Problem details – Below are entries; print them exactly from the first line through the one containing "than equating strings.".

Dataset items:
PR #718, opened 2021-03-29
support regex comparison for transformed values

anshikg:
*Issue #, if available:*

*Description of changes:* property Transform allows users to compare regex with live state from read handler. Regex comparison fails in input_equals_output method as  we were equating regex to live state rather than checking for regex match. This CR adds a check to compare regex rather than equating strings.

Lets say a customer adds the name of a property when creating the resource. This property name is updated to an ARN. propertyTransform property in the schema will allow one to define the arn regex to ensure this property is not falsely drifted.
```
document_input: {
  "propertyName": "Name"
}
```
```
document_output: {
  "propertyName": "arn:(aws)[-]{0,1}[a-z]{0,2}[-]{0,1}[a-z]{0,3}:ecs:[a-z]{2}[-]{1}[a-z]{4,10}[-]{1}[1-3]{1}:[0-9]{12}[:]{1}cluster/Name"
}
```
where the propertyTransform in the schema is:
```
"propertyTransform": {
    "/properties/propertyName": "$join([\"arn:(aws)[-]{0,1}[a-z]{0,2}[-]{0,1}[a-z]{0,3}:ecs:[a-z]{2}[-]{1}[a-z]{4,10}[-]{1}[1-3]{1}:[0-9]{12}[:]{1}cluster\\/\", PropertyName])"
  }
```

Result below –
PR #718, opened 2021-03-29
support regex comparison for transformed values

anshikg:
*Issue #, if available:*

*Description of changes:* property Transform allows users to compare regex with live state from read handler. Regex comparison fails in input_equals_output method as  we were equating regex to live state rather than checking for regex match. This CR adds a check to compare regex rather than equating strings.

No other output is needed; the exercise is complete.